* What to do
Give back the entries exactly, ending with the "Unprocessable Entity error)" line.

"""

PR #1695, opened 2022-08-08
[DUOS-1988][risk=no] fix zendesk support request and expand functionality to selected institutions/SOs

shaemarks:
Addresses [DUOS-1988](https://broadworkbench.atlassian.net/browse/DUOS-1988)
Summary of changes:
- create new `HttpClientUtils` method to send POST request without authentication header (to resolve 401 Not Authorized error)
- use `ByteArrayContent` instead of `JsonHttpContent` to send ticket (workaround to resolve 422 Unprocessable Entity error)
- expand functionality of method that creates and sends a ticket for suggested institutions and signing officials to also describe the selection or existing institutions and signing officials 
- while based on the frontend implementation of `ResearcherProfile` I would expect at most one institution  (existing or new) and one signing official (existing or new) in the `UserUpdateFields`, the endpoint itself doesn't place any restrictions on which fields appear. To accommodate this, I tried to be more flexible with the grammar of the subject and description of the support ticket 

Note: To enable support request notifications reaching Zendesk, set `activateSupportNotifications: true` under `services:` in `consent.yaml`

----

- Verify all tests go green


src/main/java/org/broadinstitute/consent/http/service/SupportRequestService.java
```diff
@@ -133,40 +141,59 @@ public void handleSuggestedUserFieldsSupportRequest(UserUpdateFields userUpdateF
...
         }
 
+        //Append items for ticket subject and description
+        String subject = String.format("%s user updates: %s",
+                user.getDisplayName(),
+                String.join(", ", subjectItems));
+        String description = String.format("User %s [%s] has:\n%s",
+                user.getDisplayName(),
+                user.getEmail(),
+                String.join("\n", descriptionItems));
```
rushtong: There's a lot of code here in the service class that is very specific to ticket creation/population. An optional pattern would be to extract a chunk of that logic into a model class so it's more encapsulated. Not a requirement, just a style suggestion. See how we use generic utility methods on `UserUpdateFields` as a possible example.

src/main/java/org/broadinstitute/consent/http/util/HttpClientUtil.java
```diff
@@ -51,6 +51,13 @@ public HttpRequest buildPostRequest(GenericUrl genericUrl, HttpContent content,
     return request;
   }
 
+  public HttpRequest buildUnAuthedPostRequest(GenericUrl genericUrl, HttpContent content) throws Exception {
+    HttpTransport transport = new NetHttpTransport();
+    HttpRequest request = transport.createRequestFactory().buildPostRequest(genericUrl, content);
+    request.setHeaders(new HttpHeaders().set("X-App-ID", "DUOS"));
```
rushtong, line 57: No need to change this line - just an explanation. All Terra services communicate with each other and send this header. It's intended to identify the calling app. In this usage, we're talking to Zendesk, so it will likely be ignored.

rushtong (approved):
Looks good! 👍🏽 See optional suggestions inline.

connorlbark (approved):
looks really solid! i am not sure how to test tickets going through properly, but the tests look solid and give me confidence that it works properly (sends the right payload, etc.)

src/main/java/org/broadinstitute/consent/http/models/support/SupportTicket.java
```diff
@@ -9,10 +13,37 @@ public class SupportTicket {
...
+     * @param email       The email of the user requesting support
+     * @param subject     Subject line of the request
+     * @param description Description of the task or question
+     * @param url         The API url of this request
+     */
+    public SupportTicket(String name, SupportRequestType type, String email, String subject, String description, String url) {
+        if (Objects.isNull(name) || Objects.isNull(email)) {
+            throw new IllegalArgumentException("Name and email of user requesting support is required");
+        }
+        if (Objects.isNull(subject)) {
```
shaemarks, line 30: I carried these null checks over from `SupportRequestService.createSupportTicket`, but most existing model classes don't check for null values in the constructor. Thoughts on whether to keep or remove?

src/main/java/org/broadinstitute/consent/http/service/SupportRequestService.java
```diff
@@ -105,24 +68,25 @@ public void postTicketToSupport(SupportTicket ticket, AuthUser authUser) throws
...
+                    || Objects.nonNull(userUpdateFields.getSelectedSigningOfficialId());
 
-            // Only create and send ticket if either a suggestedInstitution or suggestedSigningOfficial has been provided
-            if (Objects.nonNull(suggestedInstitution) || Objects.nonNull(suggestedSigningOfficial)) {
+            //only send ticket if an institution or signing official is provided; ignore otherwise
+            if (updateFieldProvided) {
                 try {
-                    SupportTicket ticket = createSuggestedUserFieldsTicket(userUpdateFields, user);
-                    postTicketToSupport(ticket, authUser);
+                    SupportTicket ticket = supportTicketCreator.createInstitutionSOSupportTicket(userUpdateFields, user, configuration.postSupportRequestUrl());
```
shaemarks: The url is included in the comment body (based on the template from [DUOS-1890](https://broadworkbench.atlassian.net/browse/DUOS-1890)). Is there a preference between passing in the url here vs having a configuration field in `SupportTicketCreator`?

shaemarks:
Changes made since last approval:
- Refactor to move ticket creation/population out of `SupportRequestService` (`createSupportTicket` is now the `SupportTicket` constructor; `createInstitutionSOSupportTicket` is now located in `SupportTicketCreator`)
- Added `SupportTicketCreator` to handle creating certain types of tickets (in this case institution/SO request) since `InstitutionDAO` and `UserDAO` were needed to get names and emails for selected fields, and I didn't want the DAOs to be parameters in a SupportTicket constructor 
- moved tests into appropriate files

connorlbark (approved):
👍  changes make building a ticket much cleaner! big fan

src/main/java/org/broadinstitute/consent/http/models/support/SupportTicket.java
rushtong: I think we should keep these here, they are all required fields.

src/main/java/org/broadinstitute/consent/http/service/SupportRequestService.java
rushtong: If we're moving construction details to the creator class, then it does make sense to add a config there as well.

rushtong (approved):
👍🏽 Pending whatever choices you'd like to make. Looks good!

"""

* Task response
PR #1695, opened 2022-08-08
[DUOS-1988][risk=no] fix zendesk support request and expand functionality to selected institutions/SOs

shaemarks:
Addresses [DUOS-1988](https://broadworkbench.atlassian.net/browse/DUOS-1988)
Summary of changes:
- create new `HttpClientUtils` method to send POST request without authentication header (to resolve 401 Not Authorized error)
- use `ByteArrayContent` instead of `JsonHttpContent` to send ticket (workaround to resolve 422 Unprocessable Entity error)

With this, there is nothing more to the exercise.